Working large is a whole new challenge

My earliest works were 12x12" panels - consistent, crisp, a manageable size for trying new techniques.  Pouring, for instance, to get an ultra-smooth surface (see Tomato & Blue).  Or accretion over a large area (see Stonehenge/Blue).  I edged up to 16x16", which was significantly more challenging in gaining consistency across the surface.  But it was a good step (see Soul Imprint I).  When I hit 24x24" I felt I was making BIG ART.  I found that smaller compositions didn't just scale up (see Ocean... v.
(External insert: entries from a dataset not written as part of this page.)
Issue #3389, opened 2026-09-12
Perf tracker: Solid primitives vs the hand-rolled `@yak/solid` runtime


ryansolid:
[DigitecGalaxus/next-yak#644](https://github.com/DigitecGalaxus/next-yak/pull/644) rewrote the `@yak/solid` `styled()` runtime and made it 12× faster on SSR and ~2× on hydrate/mount over its own base. Reading the PR against our code, almost every piece of the rewrite is a reimplementation of a Solid primitive that was too slow or too generic to use directly:

| yak hand-rolls | instead of | because |
|---|---|---|
| `serializeElement` | `ssrElement` | needs a finished props object; walks getter-backed merged props again; emits `style=""`/`class=""` (#3382) |
| `copyProps` / `proxyProps` | `merge` / `omit` | proxy layers when any source is `$PROXY`; `omit` has no predicate/prefix form; plain path leaks `$SOURCES` (#3384) |
| `createElementRenderer` (template + `getNextElement` + `spread` + `insert`) | `Dynamic` / `dynamic()` | per-instance memo for a constant tag; no static class in the template; no `runHydrationEvents`; tag-only namespace (#3386) |
| shared `withTheme` proxy | `merge(props, { theme })` | one merge object per instance is measurable |
| `once()` on the server | `createMemo` | server memos are real nodes held until the deferred dispose (#3385) |

This issue tracks closing those gaps so a library can call Solid and get the same numbers. Baseline harness: [ryansolid/yak-bench](https://github.com/ryansolid/yak-bench) — the 14 `css-in-js-bench` workloads, `@yak/solid` at the PR's base and head, both on `2.0.0-rc.8`, with `next-yak`/React as the reference lane. Acceptance for every item below: a variant of the yak runtime using our primitive lands within noise of the hand-rolled one in that harness.

## Where the remaining time goes

Solid 2.0.0-rc.8, `@yak/solid` at PR head. Full tables: [SSR](https://github.com/ryansolid/yak-bench/blob/main/result/ssr-latest.md) · [Chromium](https://github.com/ryansolid/yak-bench/blob/main/result/browser-latest.md).

Static styled intrinsics are fast (SSR 25× React, hydrate/mount 2–3.5× React). The cases still **behind React** are the ones that go through our generic paths — `styled(Component)` with `{...rest}` spreads, dynamic `$props`, imported primitives:

| case | SSR PR/React | hydrate PR/React | mount PR/React |
|---|---:|---:|---:|
[...]

PR #3487, opened 2026-09-16
perf(signals): omit() copies folded filters by exact concat while short, chains them past 8 keys

ryansolid:
Part of the yak/Kobalte convergence work tracked in #3389 (the "slimmer omit/merge records" item). Companion to #3486, split so CodSpeed attributes each.

## What

When an omit folds over another view — an omit of an omit, or of a merge with omit leaves — the two filters were combined into one key list per leaf, per layer, by `slice()` + `push`. V8 grows the backing store to `1.5n + 16` slots on that push, so each copy allocated 2.4–2.7× an exact one (that was #3475's final form; it's where an 11% allocation increase on the `polymorphic-chain` SSR case between that PR's morning build and its merged form came from, found while isolating #3486). On a component chain (defaults → omit → statics → omit …) the copies held every key hidden so far, growing with the depth.

Two lists now combine with `concat` — one builtin call, exact-size — while the result is within 8 keys. Past that, or with a predicate on either side, they **chain**: one two-field link over the filter folded, no copy. `isHidden` walks the links in one loop. A predicate filter no longer needs a closure to combine; a filter with nothing to hide adds nothing.

## Why the limit (first push vs this one)

The first push chained from the first fold. It cut allocation −23% at depth 7 and TurboFan build −32%, but CodSpeed read the tier-1 `polymorphic-chain` SSR bench **−10%**: the walk per key of every leaf cost the bytecode tiers more than the copies had. That bench's four omits hide 1 + 1 + 2 + 1 keys, so under the limit every leaf on that shape stays one flat list and a check is one `includes`; a deep leaf on a longer chain is one short list plus a few links. A limit of 12 was measured and is worse in every tier.

## Numbers

Tier-1 `polymorphic-chain` SSR bench (Kobalte shape, `renderToString`, 200 rows), harness driven in-process under each tier, min-of-5 vs `next`:

| tier | chain | chain-static | compiled (control) |
|---|---:|---:|---:|
| interpreter | **−7%** | **−7%** | flat |
| Sparkplug | **−12%** | **−11%** | flat |
| TurboFan | **−17%** | **−16%** | flat |

Depth-7 props chain (15 hidden keys on the deepest leaf, so it does chain): TurboFan build −14%, build + consume −9%; interpreter/Sparkplug +3–5% — that's the residual cost of the walk past the copy limit, on the artificial shape only. Depth 3 is flat in every tier.

The `omit-static(5, 1, 2)` reading on the first push was on a construct-only path that is byte-identical to `next`; same class of runner noise as the `merge-proxy-keys-store` readings on #3475.

2370 signals tests pass; a test pins the copy/chain rule across lists, predicates, empty omits and the 8-key boundary.


ryansolid:
> **Correction — the numbers in the description are wrong, and CodSpeed is right.**
>
> Every local "vs `next`" measurement behind this PR resolved `@solidjs/signals` through the main worktree's `dist`, which was built at 15:30 — before #3475 landed on `next` at 15:53. So the baseline was the pre-#3475 code (`concat` + closure), not `next` (`slice()` + `push`). Against a freshly built `next` (5fa224a, both trees rebuilt, tier-1 harness driven in-process under each V8 tier, min-of-5):
>
> | variant | tier-1 `chain` TurboFan | tier-1 interp | depth-7 build TurboFan | depth-7 interp | depth-7 alloc |
> |---|---:|---:|---:|---:|---:|
> | `next` (`slice`+`push`) | 0.95 ms | 4.75 ms | 6.2 µs | — | 40.6 KB |
> | this PR (`concat` ≤ 8, chain past) | **+34%** | +5% | +16% | +5% | 24.1 KB |
> | `slice`+`push` ≤ 8, chain past | ≈ | +4% | −8% | +4% | 30.7 KB |
> | exact preallocated copy, no chain | ≈ | +3% | −9% | +10% | 28.8 KB |
>
> Two findings:
>
> 1. `concat` is the regression, not the chain. At depth 3 no chain is ever built and build is still +16%: `Array.prototype.concat` is a C++ builtin TurboFan cannot inline, while `slice`/`push` are CSA builtins it inlines. My standalone microbench had shown `concat` faster because neither inlines in an isolated loop.
> 2. `slice()` + `push` is the instruction-count floor for this operation in the bytecode tiers, which is what CodSpeed's simulation weights. Every alternative — a chain walk, an exact-size preallocated copy, `concat` — costs more instructions per fold or per check, even where it allocates 25–40% less and runs faster under TurboFan. On the tier-1 Kobalte shape the TurboFan gains are nil (its leaves hold ≤ 5 keys); the only TurboFan wins are on the artificial depth-7 chain.
>
> Recommendation: close without merging. The allocation motivation does not turn into throughput on realistic shapes in any tier, and the description's tier table should be disregarded.
>
> — *Claude via Cursor*

ryansolid:
> Closing without merging per the measurements above: against a correctly built `next`, no variant of the fold (chain, exact copy, `concat`) beats `slice()` + `push` on instruction count, and the TurboFan wins only appear on the artificial depth-7 chain. The allocation growth it targeted is real but costs no throughput in any tier.
>
> — *Claude via Cursor*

Circumnavigate).  An area of slick, unmarked surface might work in a small piece but just look wrong when scaled up 4x.  So it was a great learning experience and I felt like 'wow.  I'm doing it.' (continue below)

So.  A conversation with a gallery.  Their clientele buys very large art.  Minimum 48", often 72".  I went to the website and admired....simply admired the gorgeous work shown there.

And of course, I went bigger.  First, a 36x40" panel (November Rain.)  Then a diptych of 24x36" panels (Marching Orders).  And now I'm working on a humongous 48x48" piece.  All I can say is, this is a whole new ball of wax.  Composition is challenging when you can only see a piece accurately from across the room, or standing on a chair.  Attaining smooth areas in scale is immeasurably more difficult than on a small piece.  For example, it's easy to pour wax onto a 12x12" for a glassy surface.  48x48"?  Not so much.  First you have to find a pot that will hold that much wax.

I will be posting pictures as I move forward with this large piece, sharing insights and challenges. It was a great challenge to take on because I'm learning so much.  That, of course, means error after error.